SOURCE INFORMATION:
———

PR #4103, opened 2026-08-13
[Feature] WS1: Add stable component boundary Protocols for external-l…

### LINKED ISSUE #4092: [Feature] WS1: Stable Component Boundaries for External Loops
## Motivation

Spin-off from the Post-training efforts RFC (#3948) specifically for **Workstream 1 (Stable component boundaries)**.

While working on the TRL adapters (WS2), it became clear that TorchRL components currently rely on implicit contracts. For example, knowing exactly what shape and keys a `ReplayBuffer` will yield, or exactly what keys a `Loss` module expects in a `TensorDict` (like `"tokens"` vs `"inputs"`), requires reading the implementation source code. 

For external users to confidently pull a single TorchRL component into their own training loop (like TRL or NeMo-RL), these interfaces need to be explicit, versioned, and documented public contracts so that adapters stay thin and don't break unexpectedly on version bumps.

## Solution

I recommend formalizing these boundaries through documentation and Python types. Specifically, I propose:

**1. Architectural Documentation**
Create a dedicated Sphinx guide (e.g., "Integrating TorchRL Components into External Loops") that explicitly documents the expected I/O contracts for:
* **Buffers:** Extend/sample expectations over token or trajectory data.
* **Rollouts:** Collector/inference-server protocol (including weight sync logic).
* **Losses:** Explicit definitions of the `TensorDict` keys expected as input and the loss keys yielded as output.

**2. Formal Protocols (Optional but recommended)**
Introduce Python `typing.Protocol` or lightweight base classes for these interfaces. This allows external adapters (and internal checks) to use static type checking (e.g., `mypy`) to verify they are satisfying the TorchRL contract before runtime.

## Alternatives

An alternative is to leave these contracts implicit and rely on users reading the source code of recipes like `grpo_utils.py` to figure out how to wire up a collector or buffer. However, this creates a high barrier to entry and leads to brittle external code that might break when internal TorchRL keys or shapes change.

## Additional context

Having just built the TRL interop adapters, I have a fresh perspective on exactly which contracts an external loop needs to consume. I would like to build these documentations and protocols if the approach looks good to you.

## Checklist

coder-jayp:
## Description

Implements Workstream 1 (Stable Component Boundaries) from RFC #3948.

Based on feedback from @vmoens, this PR avoids structural typing (`typing.Protocol`) to prevent false positives. Instead, it adds `torchrl/data/llm/contracts.py` with three explicit validation helper functions that formalise the implicit I/O contracts external training loops (TRL, NeMo-RL, custom) need to consume TorchRL components:

- `assert_buffer_contract(buffer)` — asserts `extend`, `sample`, and `write_count` exist, and explicitly documents expected TensorDict keys in the docstring.
- `assert_collector_contract(collector)` — asserts `update_policy_weights_`, `__iter__`, and `__next__` exist, and explicitly documents expected TensorDict keys in the docstring.
- `assert_loss_contract(loss_output, loss_type)` — asserts the required loss fields exist based on the loss type (e.g. `loss_objective` for GRPO).

These development utilities raise a helpful `TypeError` if an object does not satisfy the contract, providing a safe way to validate external adapters.

## Motivation and Context

Without explicit contracts, external adapter authors must read recipe source code to understand what keys a buffer sample carries or what a loss output exposes. This leads to brittle code that breaks silently on TorchRL version bumps. By providing explicit validation helpers and documentation, we give users a stable public contract to build against.

close #4092

## Types of changes

## Checklist

### DIFF
--- a/torchrl/data/llm/contracts.py
+++ b/torchrl/data/llm/contracts.py
@@ -2,13 +2,15 @@
 #
 # This source code is licensed under the MIT license found in the
 # LICENSE file in the root directory of this source tree.
-"""
-Defines validation helper functions for replay buffers, collectors, and
-loss outputs so external training loops (TRL, NeMo-RL, custom) can consume
-individual TorchRL components with confidence.
+"""Defines validation helper functions for TorchRL LLM components.
+
+Provides helpers for replay buffers, collectors, and loss outputs so external
+training loops (TRL, NeMo-RL, custom) can consume individual TorchRL components
+with confidence.
 """
 from __future__ import annotations
 
+import collections.abc
 from typing import Any
 
 __all__ = [
@@ -31,13 +33,15 @@ def assert_buffer_contract(buffer: Any) -> None:
         buffer: The buffer object to validate.
 
     Raises:
-        TypeError: If the buffer is missing ``extend``, ``sample``, or ``write_count``.
+        TypeError: If the buffer is missing a callable ``extend``, a callable ``sample``, or ``write_count``.
     """
-    missing = [
-        attr
-        for attr in ("extend", "sample", "write_count")
-        if not hasattr(buffer, attr)
-    ]
+    missing = []
+    if not callable(getattr(buffer, "extend", None)):
+        missing.append("extend (callable)")
+    if not callable(getattr(buffer, "sample", None)):
+        missing.append("sample (callable)")
+    if not hasattr(buffer, "write_count"):
+        missing.append("write_count")
     if missing:
         raise TypeError(
             f"Object of type '{type(buffer).__name__}' does not satisfy the "
@@ -60,13 +64,13 @@ def assert_collector_contract(collector: Any) -> None:
         collector: The collector object to validate.
 
     Raises:
-        TypeError: If the collector is missing ``update_policy_weights_``, ``__iter__``, or ``__next__``.
+        TypeError: If the collector is missing a callable ``update_policy_weights_``, or ``__iter__``.
     """
-    missing = [
-        attr
-        for attr in ("update_policy_weights_", "__iter__", "__next__")
-        if not hasattr(collector, attr)
-    ]
+    missing = []
+    if not callable(getattr(collector, "update_policy_weights_", None)):
+        missing.append("update_policy_weights_ (callable)")
+    if not isinstance(collector, collections.abc.Iterable):
+        missing.append("__iter__")
     if missing:
         raise TypeError(
             f"Object of type '{type(collector).__name__}' does not satisfy the "
--- a/torchrl/data/llm/contracts.py
+++ b/torchrl/data/llm/contracts.py
@@ -4,30 +4,23 @@
 # LICENSE file in the root directory of this source tree.
 """Stable component boundaries for LLM post-training external-loop interop (RFC #3948, WS1).
 
-Defines ``typing.Protocol`` interfaces for replay buffers, collectors, and
+Defines validation helper functions for replay buffers, collectors, and
 loss outputs so external training loops (TRL, NeMo-RL, custom) can consume
-individual TorchRL components without depending on concrete classes.
+individual TorchRL components with confidence.
 """
 from __future__ import annotations
 
-from typing import Any, Iterator, runtime_checkable
-
-import torch
-from tensordict import TensorDictBase
-from typing_extensions import Protocol
+from typing import Any
 
 __all__ = [
-    "PostTrainingBufferProtocol",
-    "PostTrainingCollectorProtocol",
-    "GRPOLossOutputProtocol",
-    "SFTLossOutputProtocol",
-    "assert_satisfies_protocol",
+    "assert_buffer_contract",
+    "assert_collector_contract",
+    "assert_loss_contract",
 ]
 
 
-@runtime_checkable
-class PostTrainingBufferProtocol(Protocol):
-    """Minimal interface a replay buffer must expose for post-training loops.
+def assert_buffer_contract(buffer: Any) -> None:
+    """Assert that a replay buffer exposes the necessary methods for post-training.
 
     **TensorDict key contract** — samples must carry:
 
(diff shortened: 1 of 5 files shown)


vmoens (commented):
Thanks, here are the changes that are required:

  - **High, confirmed:** `PostTrainingLossOutputProtocol` claims that `GRPOLossOutput` and `SFTLossOutput` satisfy it structurally, but the protocol declares both `loss_objective` and `loss_sft` as required members at [`contracts.py:81`](https://github.com/pytorch/rl/blob/96039cad69e7e675ce07c5eec8498db13168675e/torchrl/data/llm/contracts.py#L81). `GRPOLossOutput` exposes only `loss_objective`; `SFTLossOutput` exposes only `loss_sft`. The bespoke runtime helper accepts either field, masking the contradiction rather than providing the advertised static protocol. Split the protocols, define a real common interface, or make both implementations satisfy one shared contract.
  - **Medium, confirmed:** the brand-new tutorial uses multiple `print()` calls, including [`torchrl_component_contracts.py:62`](https://github.com/pytorch/rl/blob/96039cad69e7e675ce07c5eec8498db13168675e/tutorials/sphinx-tutorials/torchrl_component_contracts.py#L62), despite the repository rule that tutorials use prose comments rather than prints. It also introduces a module import mid-file at [line 155](https://github.com/pytorch/rl/blob/96039cad69e7e675ce07c5eec8498db13168675e/tutorials/sphinx-tutorials/torchrl_component_contracts.py#L155).
  - **Medium, confirmed:** the new test file uses function-level imports at [`test_llm_contracts.py:175`](https://github.com/pytorch/rl/blob/96039cad69e7e675ce07c5eec8498db13168675e/test/test_llm_contracts.py#L175) and has no required `if __name__ == "__main__": pytest.main(...)` block.
  - **Low:** the three new public protocol classes lack the runnable `>>>` examples required for new public classes.

tutorials/sphinx-tutorials/torchrl_component_contracts.py
```diff
@@ -0,0 +1,120 @@
+"""
+TorchRL Component Contracts for External Loops (WS1)
```
vmoens: WS1 is a reference to PR structures and has nothing to do with the lib core.

tutorials/sphinx-tutorials/torchrl_component_contracts.py
```diff
@@ -0,0 +1,120 @@
...
+=====================================================
+
+Documents the stable component boundaries from RFC #3948 WS1.
```
vmoens: Ditto

tutorials/sphinx-tutorials/torchrl_component_contracts.py
```diff
@@ -0,0 +1,120 @@
...
+from torchrl.objectives.llm.sft import SFTLossOutput
+
+# %%
+# Buffer contract
+# ---------------
+# Buffers must expose ``extend``, ``sample``, and ``write_count``.
+# TorchRL's built-in ``ReplayBuffer`` already satisfies this:
+
+rb = ReplayBuffer(storage=LazyTensorStorage(1_000), batch_size=8)
+assert isinstance(rb, PostTrainingBufferProtocol)
```
vmoens: I think that's the wrong contract.
This is what I don't like about protocols and why I did not use them so far. It makes no sense that this object returns true for that isinstance in this case.

vmoens (commented):
Not a big fan of Protocols in general. I think the tutorial shows the situation we *don't* want to end up in

coder-jayp:
@vmoens That makes total sense. I understand the concern that structural typing here creates a false sense of security. What approach would you recommend for making these component boundaries explicit? Documentation-only or something else. Happy to rework this entirely.

vmoens:
> @vmoens That makes total sense. I understand the concern that structural typing here creates a false sense of security. What approach would you recommend for making these component boundaries explicit? Documentation-only or something else. Happy to rework this entirely.


I don't know. What is the problem we are trying to solve here? I'm a bit confused by the scope of the PR.

coder-jayp:
@vmoens people building adapters for TRL or NeMo-RL don't have a clear way to know what TensorDict keys our components expect or yield. They have to read through the recipe source code just to figure out if they need ("next", "reward") or ("tokens", "full").

vmoens:
then maybe we just want a bunch of helpers or shallow "real" classes with no content (rather than protocols)?

coder-jayp:
I lean towards helpers.

Shallow base classes would solve the false-positive problem via explicit inheritance, but injecting LLM-specific base classes into core components like ReplayBuffer feels intrusive.

With helpers (e.g. validate_buffer_contract(buffer)), we can actually sample a dummy batch and assert that ("tokens", "full") is present. That validates the true semantic contract without touching TorchRL's core class hierarchies.

What do you think?

coder-jayp:
@vmoens Pivoted the PR to use explicit helper functions instead of Protocols—ready for another look!

torchrl/data/llm/contracts.py
```diff
@@ -0,0 +1,107 @@
...
+        buffer: The buffer object to validate.
+
+    Raises:
+        TypeError: If the buffer is missing ``extend``, ``sample``, or ``write_count``.
+    """
+    missing = [
+        attr
+        for attr in ("extend", "sample", "write_count")
+        if not hasattr(buffer, attr)
+    ]
```
gtnv: extend=3, sample=None, and a string write_count all pass here. that is an attribute check, not the advertised contract. can we rename it or validate callability and a sampled schema?

torchrl/data/llm/contracts.py
```diff
@@ -0,0 +1,107 @@
...
+        collector: The collector object to validate.
+
+    Raises:
+        TypeError: If the collector is missing ``update_policy_weights_``, ``__iter__``, or ``__next__``.
+    """
+    missing = [
+        attr
+        for attr in ("update_policy_weights_", "__iter__", "__next__")
+        if not hasattr(collector, attr)
+    ]
```
gtnv: a normal iterable may return a separate iterator. it then fails this __next__ check. can we validate iter(collector) instead?

torchrl/data/llm/contracts.py
coder-jayp: I've updated the check to validate that both extend and sample are callable().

———

AIM OF THE TASK: Select every line of the material above holding the word "then" and copy it.

OUTPUT BELOW:
then maybe we just want a bunch of helpers or shallow "real" classes with no content (rather than protocols)?
gtnv: a normal iterable may return a separate iterator. it then fails this __next__ check. can we validate iter(collector) instead?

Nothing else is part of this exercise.